[Task brief]
Could you find every line in the entries below that holds the word "EmbedPattern" and copy it?

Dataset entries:
PR #2173, opened 2023-11-05
Claiming that mana is not property

ProgramCrafter:
> unrelated but still related: I wish it was crystal clear to any random person who looks that mana is not a crypto thing and also not real money
> 
> Eliza (Trustworthy-ish), https://discord.com/channels/915138780216823849/1169517299196252200/1170203384805072917

### DIFF
--- a/web/components/explainer-panel.tsx
+++ b/web/components/explainer-panel.tsx
@@ -59,6 +59,16 @@ export const WhatIsMana = () => (
     <br />
     Most users never have to buy mana!
     <br />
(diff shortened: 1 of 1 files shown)


sipec:
I think this makes the explanation overly technical which could turn people away. The purpose of these sections is be marketing copy on a landing page. The phrasing should be enticing and simple, pandering even

And like, we still want people to find mana valuable. Emphasizing the ways it gets taken away is bad

PR #2175, opened 2023-11-05
API: Get Comments and Markets by `userId`

casesandberg:


web/pages/api/v0/comments.ts
```diff
@@ -51,7 +55,16 @@ export default async function handler(
...
+  const { userId, limit } = params
+
   try {
+    if (userId) {
+      const comments = await getUserComments(userId, limit, 0)
+      res.setHeader('Cache-Control', 'max-age=15, public')
+      return res.status(200).json(comments)
+    }
+
     const contractId = await getContractId(params)
```
jahooma, line 68: Seems like if you specify both userId and contractId, it should get that user's comments from that contract

casesandberg: Yep, missed that. Just pushed up a fix.

jahooma (approved):
Cool, thanks Case!

PR #2179, opened 2023-11-06
Allow Streamlit embeds

JulHeg:
Hey! This should make it possible to embed Streamlit apps in Manifold comments and descriptions, so that for example people can play with new ways to visualize markets.

### DIFF
--- a/web/components/editor/embed-modal.tsx
+++ b/web/components/editor/embed-modal.tsx
@@ -84,10 +84,7 @@ const embedPatterns: EmbedPattern[] = [
 ]
 const allowed_domains: string[] = [
   "streamlit.app",
-  "kalshi.com",
-  "polymarket.com",
-  "predictit.org",
-  "gjopen.com",
+  "wikipedia.org",
 ];
 
 function isAllowedDomain(url: string) {
--- a/web/components/editor/embed-modal.tsx
+++ b/web/components/editor/embed-modal.tsx
@@ -82,7 +82,7 @@ const embedPatterns: EmbedPattern[] = [
       `<iframe src="https://www.tiktok.com/embed/v2/${id}"></iframe>`,
   },
 ]
-const allowed_domains: string[] = [
+const allowedDomains: string[] = [
   "streamlit.app",
   "wikipedia.org",
 ];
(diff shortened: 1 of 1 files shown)


akrolsmir:
Thanks for , but a couple of thoughts:
1. This is already possible if you just embed a link with `<iframe src="..."></iframe>`. We disallowed this from the ui https://github.com/manifoldmarkets/manifold/commit/29f874c33337ec1c334dcdb8e3ab20497e8dc38e but adding the 
2. The code in embed-modal.tsx was supposed to rewrite embeds for the purpose of custom embed links that are different than the default link. Streamlit embeds are supposed to have append a `?embed=true` parameter which will result in slightly different behavior
3. It's not clear to me that the user experience of using an embed for the Manifold 2x2 viewer is better than just copying over the generated plot...

JulHeg:
Good points @akrolsmir! The first one definitely does make this PR more of a nice-to-have, but I guess we’re already here. So about the other two:
2. I made another code change so there is now a list of domains that are allowlisted but don’t require any changes to the URL. I guess that makes sense to have anyway? 
3. The upside over copying just the image is that it updates with the current market price. I added some custom CSS to resize the mosaic plot so it fits the iframe without having to scroll. It still takes a few seconds to load and is generally less nice than something built into the site, but much improved if I say so myself: <https://manifold.markets/BoltonBailey/will-a-democrat-win-the-2024-us-pre-f7bdb63135a1#ng14xgo4JHbTNx99xpKT>

web/components/editor/embed-modal.tsx
```diff
@@ -81,18 +81,41 @@ const embedPatterns: EmbedPattern[] = [
...
     const match = text.match(pattern.regex)
     if (match) {
       return pattern.rewrite(match[1])
     }
+    
+  }
+
+  const urlPattern = /^(https?:\/\/.*)/;
+  const match = text.match(urlPattern);
+  if (match) {
```
akrolsmir, line 112: Would simplify this to
```
// If it's a URL, check against the allowed domains
if (match && isAllowedDomain(match[1])) {
  return ...
}
```
and exclude the extra return null, because that's already caught by the next case below

web/components/editor/embed-modal.tsx
```diff
@@ -81,18 +81,41 @@ const embedPatterns: EmbedPattern[] = [
     rewrite: (id) =>
       `<iframe src="https://www.tiktok.com/embed/v2/${id}"></iframe>`,
   },
-  // {
-  //   regex: /^(https?:\/\/.*)/,
-  //   rewrite: (url) => `<iframe src="${url}"></iframe>`,
-  // },
 ]
+const allowed_domains: string[] = [
```
akrolsmir, line 85: nit: our convention here is to use camelCase so `allowedDomains`

akrolsmir (approved):
Looks great, thanks!

JulHeg:
Yay!

PR #2181, opened 2023-11-07
Clean up header on profile pages

Di10n:
On profile pages, there is a random gap that appears to the left of the header which I've removed. I also replaced the stacked usernames in the top bar with just the username + badge because having all of it appear there is redundant.

### DIFF
--- a/web/pages/[username]/index.tsx
+++ b/web/pages/[username]/index.tsx
@@ -217,11 +217,11 @@ function UserProfile(props: {
       )}
       {showConfetti && <FullscreenConfetti />}
 
-      <Col className="mx-4 mt-1">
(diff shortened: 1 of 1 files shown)


jahooma:
Thanks! In the future for visual changes like this, it's good to put a screenshot (ideally a before / after). But nice!

Di10n:
> Thanks! In the future for visual changes like this, it's good to put a screenshot (ideally a before / after). But nice!

Sure thing! Before:

Screenshot 2023-11-06 at 10 35 50 PM

Screenshot 2023-11-06 at 10 35 56 PM

and after:

Screenshot 2023-11-06 at 10 44 25 PM

PR #2497, opened 2024-02-29
Clean up contracts table stuff

mqp:
Just glancing at it briefly I found these handful of contracts table indexes that are either no longer used, unnecessary, or redundant with other indexes on the table.

- Popularity score is no longer used.
- The index on visibility is pointless given that there is also an index with only visibility-public IDs and is of questionable utility anyway.
- The index on unique bettors serves only the partner progress page, which is easy to serve with the existing index on created time instead.
- The index on close time etc. isn't adding value over our existing index on just close time.
- The index on importance score and resolution time isn't adding value over the existing index on importance score.
- The calibration page index isn't relevant to the calibration page (whose query is mostly about getting bets).

### DIFF
--- a/backend/supabase/contracts.sql
+++ b/backend/supabase/contracts.sql
@@ -55,8 +55,6 @@ create index if not exists contracts_unique_bettors on contracts (((data->>'uniq
 
 create index if not exists contracts_close_time on contracts (close_time desc);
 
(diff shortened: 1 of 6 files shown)


jahooma:
Great! Thanks for this cleanup

PR #2500, opened 2024-03-01
Compute partner progress for ≥20 trader markets correctly

syvb:
`getContractsCreatedProgress` checks for markets where `data->>uniqueBettorCount` is ≥20, but it should be checking `data->uniqueBettorCount`.

`->>` casts the count to a string, which results in the unique bettor count being lexicographically compared to "20", when it should be numerically compared to 20. As a result, the query includes all markets where the first digit of the bettor count is 2 to 9. (e.g. bettor counts of 5 and 50 are included, but 1 and 100 aren't).

cc @jahooma


jahooma:
Ahh, wow, good catch!!

PR #2501, opened 2024-03-01
Migrate all reads to `user_seen_markets` to use `user_contract_views`

mqp:
See https://github.com/manifoldmarkets/manifold/pull/2422.

I tested most of these queries and as expected the new version typically is a big perf improvement.

### DIFF
--- a/backend/shared/src/update-contract-views.ts
+++ b/backend/shared/src/update-contract-views.ts
@@ -7,7 +7,7 @@ import { JobContext } from 'shared/utils'
 import { uniq } from 'lodash'
 import { SafeBulkWriter } from 'shared/safe-bulk-writer'
 
-export async function updateContractViews({ log, lastEndTime }: JobContext) {
+export async function updateContractViews({ log }: JobContext) {
   const firestore = admin.firestore()
   const pg = createSupabaseDirectClient()
   log('Loading contract data...')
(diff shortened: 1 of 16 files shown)


mqp:
There's a kind of small deficiency in the new table, which is that it's no longer able to answer the question "find markets where people have done a page view since time T." It can only answer questions like "find markets where people have done a page view, and seen them at all since time T (perhaps as a card.)"

It's my judgment that the queries using that information will still be doing a good job with the new version, but if this bugs us, we could introduce more columns in the `user_contract_views` table for tracking "last card view time", "last page view time", and "last promoted view time" separately instead of just the single "last view time" column.

I think it's OK how it is though.

backend/shared/src/update-contract-views.ts
```diff
@@ -7,7 +7,7 @@ import { JobContext } from 'shared/utils'
 import { uniq } from 'lodash'
 import { SafeBulkWriter } from 'shared/safe-bulk-writer'
 
-export async function updateContractViews({ log, lastEndTime }: JobContext) {
+export async function updateContractViews({ log }: JobContext) {
```
mqp, line 10: I don't think caching this `views` data will be important at all anymore using the new faster table, so in a future PR I will probably remove this job and query it on demand.

mqp:
> There's a kind of small deficiency in the new table, which is that it's no longer able to answer the question "find markets where people have done a page view since time T." It can only answer questions like "find markets where people have done a page view, and also seen them in any way since time T (perhaps as a card.)"
> 
> It's my judgment that the queries using that information will still be doing a good job with the new version, but if this bugs us, we could introduce more columns in the `user_contract_views` table for tracking "last card view time", "last page view time", and "last promoted view time" separately instead of just the single "last view time" column.
> 
> I think it's OK how it is though.

Hmm... I'm actually having second thoughts about this in the context of the new portfolio page. I think it does a disservice to that page.

mqp:
OK, now `user_contract_views` has per-type timestamps, and we can maintain all the old behavior perfectly.

jahooma:
Cool! Glad you found a solution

[Written solution]
@@ -84,10 +84,7 @@ const embedPatterns: EmbedPattern[] = [
@@ -82,7 +82,7 @@ const embedPatterns: EmbedPattern[] = [
@@ -81,18 +81,41 @@ const embedPatterns: EmbedPattern[] = [
@@ -81,18 +81,41 @@ const embedPatterns: EmbedPattern[] = [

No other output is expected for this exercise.